20.1. You have a cooling-off period in which you can cancel Services.

20.2. The cooling-off period begins:

20.2.1. In the case of Services that you apply for before the Start

Date, on the Start Date;

20.2.2. In the case of Services that you apply for after the Start

Date, on the date on which we notify you that we have

accepted your application for the Services.

20.3. Subject to clause 20.3, the cooling-off period expires 14 days after

the date on which the Services begin.

20.4. The cooling-off period does not apply to any Services for which we

have to set-up, build hardware, or customise hardware or

resources to your specification (e.g. a managed dedicated server).

If you are a consumer, you also agree that:

20.4.1. For the purposes of the Consumer Protection (Distance

Selling) Regulations 2000, the Services begin on the day on

which we begin to set-up, build or customise the hardware

or resources (as appropriate); and

20.4.2. We may begin set-up, building or customisation within the

first 7 days after you enter into an agreement with us for the

Services.

21. TERMINATION

21.1. This Agreement takes effect on the Start Date. Subject to clause 20

and the remainder of this clause 21, and any Special Terms, it shall

continue for the period stated in the applicable Specific Terms.

21.2. Either of us can terminate this Agreement immediately by serving

written notice on the other party if:

21.2.1. The other party commits a material breach of an obligation

under this Agreement or any Specific Terms which is not

capable of remedy;

21.2.2. The other party commits a material breach of an obligation

under this Agreement or any Specific Terms which is not

remedied within 28 days after receipt of a notice from the

party not in breach specifying the breach, requiring its

remedy and making clear that failure to remedy may result

in termination;

21.2.3. If the other party becomes insolvent.

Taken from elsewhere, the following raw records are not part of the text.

PR #97, opened 2020-08-05
Feat test setup

vorillaz:
### Background

Implementing the first Jest setup for pounce 🐯 

### Changes

- Added Jest, TS support, snapshot testing support and Jest-Axe for A11Y testing.
- Added a few tests for demo purposes.
- Fixed a tiny A11Y bug for the `<Badge />` component.


jest/babel.config.js
```diff
@@ -0,0 +1,13 @@
+module.exports = api => {
```
3nvi, line 1: can we use the existing babel config or perhaps extend it? In Panther we do something similar and I'd rather have a single babel configuration

jest/config.js
```diff
@@ -0,0 +1,16 @@
+const { defaults } = require('jest-config');
+
+module.exports = {
+  rootDir: '../',
+  testMatch: ['<rootDir>/src/**/*.test.{ts,tsx}'],
+  testPathIgnorePatterns: ['/dist/', '/.github/', '/node_modules/'],
+  moduleFileExtensions: [...defaults.moduleFileExtensions, 'ts', 'tsx'],
+  setupFilesAfterEnv: ['<rootDir>/jest/setup.ts'],
+  verbose: true,
+  transform: {
```
3nvi, line 10: I think that we normally wouldn't want this explicit transform. By default jest picks up the top level babel config, so if we re-use it then we wouldn't need this manual transform 😃

jest/utils/index.ts
```diff
@@ -0,0 +1,8 @@
+import { fireEvent } from '@testing-library/react';
+export * from '@testing-library/react';
+
+export function fireClickAndMouseEvents(element: HTMLElement) {
```
3nvi, line 4: out of curiosity, wouldn't this be a double click? If you are **just** using it for the `Dropdown` component, just letting you know that the Dropdown just needs `mouseDown` 😅 

Also, I'd put  this in a `helpers` file (in my mind `index.ts` files only export)

package.json
```diff
@@ -89,15 +92,23 @@
     "@commitlint/cli": "^8.3.5",
     "@commitlint/config-conventional": "^8.3.4",
     "@emotion/babel-preset-css-prop": "^11.0.0-next.10",
+    "@emotion/cache": "^10.0.29",
```
3nvi, line 95: how come we installed emotion 10? 

(both cache & core)

src/components/Badge/Badge.test.tsx
```diff
@@ -0,0 +1,34 @@
...
+    <>
+      <Badge color="red-300">INFO</Badge>
+      <Badge color="teal-500">LOW</Badge>
+      <Badge color="blue-400">WHATEVER</Badge>
+    </>
+  );
+  expect(container).toMatchSnapshot();
+});
+
+it('aligns with a11y', async () => {
```
3nvi, line 19: nice!

package.json
```diff
@@ -89,15 +92,23 @@
...
+    "@emotion/core": "^10.0.28",
+    "@testing-library/jest-dom": "^5.11.1",
+    "@testing-library/react": "^10.4.7",
     "@typescript-eslint/eslint-plugin": "^3.1.0",
     "@typescript-eslint/parser": "^3.1.0",
+    "babel-jest": "^26.1.0",
```
3nvi, line 101: might not need it if we don't use a jest transform

3nvi:
Before we merge it, can you make sure that:

- build is passing (fix `jest-axe` types, check the details from CircleCI 😉 )
- add another step  to circle CI so that the tests run everytime :)

jest/utils/index.ts
vorillaz: That part was intended and picked from Reach UI as the API requires a bit of tweaking in order to work.
https://github.com/reach/reach-ui/blob/develop/packages/menu-button/__tests__/menu-button.test.tsx#L2
I'll fix the helpers :)

3nvi: Oh cool! Ok then 😄

PR #107, opened 2020-08-25
feat: add icon support for TextInput component

vorillaz:
### Background

Add icon support for `<TextInput />` component.

### Changes

- Add icon renderer with the same principles as the 

### Testing

- Added snapshot coverage.

### DIFF
--- a/src/components/TextInput/TextInput.tsx
+++ b/src/components/TextInput/TextInput.tsx
@@ -2,6 +2,8 @@ import React from 'react';
 import { NativeAttributes } from '../Box';
 import { slugify } from '../../utils/helpers';
 import { InputControl, InputElement, InputLabel } from '../utils/Input';
+import Icon, { IconProps } from '../Icon';
+import Flex from '../Flex';
 
 export type TextInputProps = NativeAttributes<'input'> & {
   /** The label that is associated with this input */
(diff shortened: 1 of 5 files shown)


3nvi:
@vorillaz Cool!

Should we perhaps added  for the `Textarea` component as well? Lastly, currently, if you "mouse over" the icon you won't be able to "click" it to go on the underlying  `input`. Should we perhaps add it via a `position: absolute` and simply add more padding on the right side of the `<InputElement>`?

This way the input can be clickable end-to-end and clicking the icon will still put the focus on the input (will also remove the need for a wrapping `<Flex>` component). What do you think?

vorillaz:
Nice catch @3nvi , updated the PR with the icon placed in absolute position.
I'll ask for a design with the textarea and I'll come back to you ASAP. 
Up until then, I think we can merge this one.

3nvi:
> updated the PR with the icon placed in absolute position.

@vorillaz is there a chance you forgot to commit your changes? 😆

vorillaz:
@3nvi 😨  Done!

src/components/TextInput/TextInput.tsx
```diff
@@ -15,29 +17,38 @@ export type TextInputProps = NativeAttributes<'input'> & {
...
-      </InputLabel>
+      <Flex align="center" position="relative">
+        <InputElement
+          as="input"
+          type="text"
+          id={identifier}
+          name={name}
+          value={value}
+          truncated
+          pr={icon && 40}
```
3nvi, line 41: For future reference, we use a `4px` scale, thus `10`  = `40px`. 

Now, the scale goes from `0` up to `10`. Anything above it is **automatically** translated into `px` as a fallback. Thus in your case, using either `10` or `40` would be the same. This is because:

- 0 = 0
- 1 = 4px
- 2 = 8px
....
- 10 = 40px

**SCALE STOPS**

- 11 = 11px
- 12 = 12px
....
- 40 = 40px

Similarly:

src/components/TextInput/TextInput.tsx
```diff
@@ -15,29 +17,38 @@ export type TextInputProps = NativeAttributes<'input'> & {
...
+          position="relative"
```
3nvi, line 42: not use if `position: relative` is needed

3nvi (approved):
LGTM. 

Just a minor comment

src/components/TextInput/TextInput.tsx
vorillaz: Position relative is needed as `z-index` is used in order to stack up and send the icon to the "background".

PR #108, opened 2020-08-25
test: update snapshot tests for Tabs

vorillaz:
### Background

Update failing snapshot tests.


3nvi (approved):

3nvi:
Minor comment. Use `test: ...` as the commit message when updating stuff that **won't be shipped** to the user. Generally, `fix: ...` creates a patch version (which we don't need when updating a snapshot test 😄 )

PR #109, opened 2020-08-25
chore: extend ButtonProps to assign styled system values

vorillaz:
### Background

Extend ButtonProps to assign styled system values as we need to use some spacing across the Buttons.

### DIFF
--- a/src/components/Button/Button.tsx
+++ b/src/components/Button/Button.tsx
@@ -1,11 +1,15 @@
 import * as React from 'react';
 import AbstractButton from '../AbstractButton';
 import { BoxProps, NativeAttributes } from '../Box';
+import { SystemProps } from '../Box/system';
 import useButtonStyles from './useButtonStyles';
 import Spinner from '../Spinner';
 import Icon, { IconProps } from '../Icon';
 
-export interface ButtonProps extends NativeAttributes<'button'>, Pick<BoxProps, 'as' | 'to'> {
+export interface ButtonProps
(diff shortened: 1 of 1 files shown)


3nvi:
I actually have originally configured it like that intentionally. The purpose of spacing falls on the wrapper elements and not the buttons themselves.

For example, to add spacing between buttons, you would do:

```tsx
<Flex spacing={4}>
  <Button1 />
  <Button2 />
</Flex>
```

I'm trying to limit the API of some components in order to make them less prone to "overriding" and errors. Disabling `SystemProps` disallows you to accidentally modify the padding or the border radius of this component. On the contary, in a `<Text>` or a `<Box>` component you can do whatever you want .

Thoughts?

vorillaz:
Agreed, closing this one without merging. Thanks for the comment.

3nvi:
> Hm, that works when everything is enclosed inside a parent element, but what happens when I just wanna add some margin right?

Every time you need a margin, there is a  "layout" need,  which means that things are placed inside a container already. So far, we have built Panther without any margin on buttons, so I feel that most likely you can do the  same.

P.S. If you really  need it as a one-off, you can just `// @ts-ignore` it. In the future, I plan to also discuss the removal of such props from other components like `Icon` & `Link`. This helps make fewer mistakes, since, for example, with you change another developer might hcange the "padding" of the button and end up with something that doesn't conform to our design spec

vorillaz:
You're right, closing this one!

PR #111, opened 2020-08-25
fix: Input labels

vorillaz:
### Background

Due to the design of the DateInput component, we have some combo boxes without any labels attached. This PR allows the creation of such visual effects.

### Changes

- Introduce a new prop called `standalone` which allows the input elements to work just with the placeholder text.

### Screenshots
Screenshot 2020-08-26 at 10 24 01 AM

### DIFF
--- a/src/components/MultiCombobox/MultiCombobox.tsx
+++ b/src/components/MultiCombobox/MultiCombobox.tsx
@@ -118,6 +118,7 @@ function MultiCombobox<Item>({
   disableItem = () => false,
   searchable = false,
   label = '',
+  labelHidden,
   disabled = false,
   placeholder = '',
   itemToString = item => String(item),
@@ -139,6 +140,7 @@ function MultiCombobox<Item>({
     }
   };
 
+  const itemsPt = labelHidden ? 3 : '19px';
   return (
     <Downshift<Item>
       stateReducer={stateReducer}
@@ -231,7 +233,7 @@ function MultiCombobox<Item>({
                 hidden={hidden}
               >
                 {value.length > 0 && (
-                  <Flex as="ul" wrap="wrap" pl={3} pr={10} pt="19px" pb="2px">
+                  <Flex as="ul" wrap="wrap" pl={3} pr={10} pt={itemsPt} pb="2px">
                     {value.map(selectedItem => (
                       <Tag
                         as="li"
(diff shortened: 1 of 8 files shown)


3nvi:
I'm fine with  those changes, but I feel that they should affect all related components, not selectively what you need. This means that the `label` should now be optional in:

- `TextInput`
- `TextArea`
- `NumberInput`
- `DateInput` (we can skip this one if we are going to remove it)
- `Combobox`
- `MultiCombobox`

P.S. The relate design screens have `HH` and `MM` as `<TextInput />` so you need it eitherway

vorillaz:
Ι am not sure we need to update all the related inputs at once. It makes no sense to use inputs without labels but this is a highly specific need that affects just the combo box. Take a look at the related screenshots attached.

src/components/MultiCombobox/MultiCombobox.tsx
```diff
@@ -18,6 +18,9 @@ export type MultiComboboxProps<T> = {
   /** The label associated with this dropdown form element */
   label: string;
 
+  /** Whether the label should get visually hifen */
+  labelHidden?: boolean;
```
3nvi, line 22: minor typo here

3nvi: nitpick: can we rename it to `hideLabel`?

src/components/utils/Menu/Menu.tsx
```diff
@@ -5,6 +5,8 @@ import Box from '../../Box';
 const AnimatedBox = animated(Box);
 
 interface MenuProps {
+  /** Whether the current menu is a standalone item without label attached **/
```
3nvi, line 8: do we need this prop here?

src/components/utils/Input/InputElement.tsx
```diff
@@ -30,16 +39,20 @@ const InputElement = React.forwardRef<HTMLInputElement | HTMLTextAreaElement, In
...
-          color: 'gray-50',
-          transition: 'opacity 200ms cubic-bezier(0.0, 0, 0.2, 1) 0ms',
-        }}
-        _focus={{
-          '::placeholder': {
-            opacity: 0.4,
-          },
-        }}
+        _placeholder={
+          !standalone && {
```
3nvi, line 43: TS might warn you here (after my PR gets merged). 

Ideally you'd  want `!standalone ? styles : {}` instead of `!standalone && styles`

3nvi (approved):
All good.

Left a  few comments :)

src/components/utils/Input/InputElement.tsx
vorillaz: Done!

src/components/utils/Menu/Menu.tsx
vorillaz: You're right.

src/components/MultiCombobox/MultiCombobox.tsx
vorillaz: Done!

PR #112, opened 2020-08-26
refactor: Replace `css` prop with `sx` prop

3nvi:
### Background

This PR removes emotioon's babel plugin tthat allows  components to specify a `css` prop and replaces it with a similar `sx` prop. The benefits of that are:

-  `css` prop added 1 `<CSSPropInternal>` React element to the component tree of each pounce element, which has now  been  removed. This will improve performance,  since React will have to manage way fewer components

- `css` prop accepts regular CSS & needed  additional configuration to make theming  work,  while `sx` automatically accepts theme-aware props

- `sx` prop has a simple object-like API, where as `css` had a more complex one (see code below)

- Styled-system prop transformations are now handled internally in `sx`, allowing us to delete a lot of custom code

### Changes

- Remove un-needed babel preset
- Globally replaced `css` with `sx` (we  needed  a  different name for overlapping reasons & `sx` is the convention in most  design systems)
- Cleanup un-needed code
- Update all snapshots since the removal of  `css` prop leaves components with 1 emotion class  per component (previously it was 2) cc @vorillaz 

### Testing

- `npm  run test`

### DIFF
--- a/babel.config.js
+++ b/babel.config.js
@@ -14,7 +14,6 @@ module.exports = {
     ],
     '@babel/preset-react',
     '@babel/preset-typescript',
-    '@emotion/babel-preset-css-prop',
   ],
   ignore: ['**/*.d.ts'],
   plugins: ['@babel/transform-runtime'],
--- a/package-lock.json
+++ b/package-lock.json
@@ -1533,27 +1533,6 @@
         "stylis": "^4.0.1"
       }
     },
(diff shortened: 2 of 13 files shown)


vorillaz:
@3nvi That's amazing, I love the minimal classes used within the snapshots.
Kudos 🚀

vorillaz (approved):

21.3. We, but not you, may terminate this Agreement and/or any

Services at any time and for any reason whatsoever by giving you

reasonable notice of such termination. Unless termination is for

your breach of an obligation under this Agreement or any Specific

Terms, we will refund you a proportion of the fees representing the

number of paid-for days of Services that you will not be receiving

due to termination.

21.4. Termination of this Agreement (or of any element of it) shall not

affect any rights, obligations or liabilities of either party that have

accrued before termination or that are intended to continue to have

effect beyond termination.

22. MISCELLANEOUS TERMS

22.1. Persons who are not a party to this Agreement shall not have any

rights under this Agreement.

22.2. If any part of this Agreement is found to be invalid or unenforceable

by any court, such invalidity or unenforceability shall not affect the

other provisions of this Agreement and such other provisions shall

remain in full force and effect.

22.3. If either of us fails to exercise a right or remedy that it has or which

arises under this Agreement, such failure shall not prevent us from

exercising that right or remedy subsequently for that or any other

incident.

22.4. A waiver of any breach or provision of this Agreement shall only be

effective if made by email or in writing.

22.5. You may not assign nor transfer any part of this Agreement without

obtaining our consent in writing or by email beforehand.

CANCELLATION / COMMITMENT:

23. The Agreement represents a commitment of a minimum of 12 months.  To cancel your hosting with us, you will need to give us 2 months written notice, and settle any remaining fees for the current 12 month period.